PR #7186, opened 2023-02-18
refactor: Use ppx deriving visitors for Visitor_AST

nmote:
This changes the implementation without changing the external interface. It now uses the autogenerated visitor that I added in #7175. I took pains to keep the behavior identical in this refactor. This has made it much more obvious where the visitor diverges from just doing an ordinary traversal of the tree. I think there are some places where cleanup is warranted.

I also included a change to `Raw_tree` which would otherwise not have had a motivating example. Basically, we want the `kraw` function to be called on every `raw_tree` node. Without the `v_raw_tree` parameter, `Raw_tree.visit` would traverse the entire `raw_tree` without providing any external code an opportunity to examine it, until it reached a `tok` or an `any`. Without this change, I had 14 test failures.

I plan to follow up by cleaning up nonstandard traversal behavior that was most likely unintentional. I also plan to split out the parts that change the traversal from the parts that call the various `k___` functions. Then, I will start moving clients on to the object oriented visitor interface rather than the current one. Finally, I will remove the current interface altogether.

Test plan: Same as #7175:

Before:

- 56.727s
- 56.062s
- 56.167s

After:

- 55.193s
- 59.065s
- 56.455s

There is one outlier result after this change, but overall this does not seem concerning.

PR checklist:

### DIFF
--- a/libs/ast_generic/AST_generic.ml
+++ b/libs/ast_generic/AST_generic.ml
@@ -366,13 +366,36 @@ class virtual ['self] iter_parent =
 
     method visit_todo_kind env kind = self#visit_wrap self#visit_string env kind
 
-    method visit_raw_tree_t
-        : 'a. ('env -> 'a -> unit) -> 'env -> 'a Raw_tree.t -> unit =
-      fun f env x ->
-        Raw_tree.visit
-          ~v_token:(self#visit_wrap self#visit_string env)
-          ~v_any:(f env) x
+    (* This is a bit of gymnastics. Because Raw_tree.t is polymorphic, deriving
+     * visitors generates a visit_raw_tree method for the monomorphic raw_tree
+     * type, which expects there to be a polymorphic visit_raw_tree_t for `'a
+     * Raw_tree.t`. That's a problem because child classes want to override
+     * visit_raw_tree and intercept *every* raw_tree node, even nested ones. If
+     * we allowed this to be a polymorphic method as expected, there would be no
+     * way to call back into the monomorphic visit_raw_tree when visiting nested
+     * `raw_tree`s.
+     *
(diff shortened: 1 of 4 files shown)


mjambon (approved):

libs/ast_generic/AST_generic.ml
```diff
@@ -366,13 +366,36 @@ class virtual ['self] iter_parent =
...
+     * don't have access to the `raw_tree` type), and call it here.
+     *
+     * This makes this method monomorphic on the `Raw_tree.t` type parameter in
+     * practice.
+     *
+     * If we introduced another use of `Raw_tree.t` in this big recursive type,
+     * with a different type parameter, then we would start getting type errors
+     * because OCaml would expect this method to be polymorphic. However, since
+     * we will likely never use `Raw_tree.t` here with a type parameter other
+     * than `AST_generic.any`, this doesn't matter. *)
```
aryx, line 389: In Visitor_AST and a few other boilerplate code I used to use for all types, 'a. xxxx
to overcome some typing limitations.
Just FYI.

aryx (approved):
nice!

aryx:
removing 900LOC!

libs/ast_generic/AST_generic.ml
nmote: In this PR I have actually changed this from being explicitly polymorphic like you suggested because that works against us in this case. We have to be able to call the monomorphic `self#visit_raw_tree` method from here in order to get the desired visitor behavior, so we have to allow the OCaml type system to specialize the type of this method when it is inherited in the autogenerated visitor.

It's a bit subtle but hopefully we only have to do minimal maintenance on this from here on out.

....

- _WHAT TO DO_: Copy out exactly the line holding "nmote: In this" and each line after it through the end of the entries, and leave out everything else.

- _RESPONSE AREA_:
nmote: In this PR I have actually changed this from being explicitly polymorphic like you suggested because that works against us in this case. We have to be able to call the monomorphic `self#visit_raw_tree` method from here in order to get the desired visitor behavior, so we have to allow the OCaml type system to specialize the type of this method when it is inherited in the autogenerated visitor.

It's a bit subtle but hopefully we only have to do minimal maintenance on this from here on out.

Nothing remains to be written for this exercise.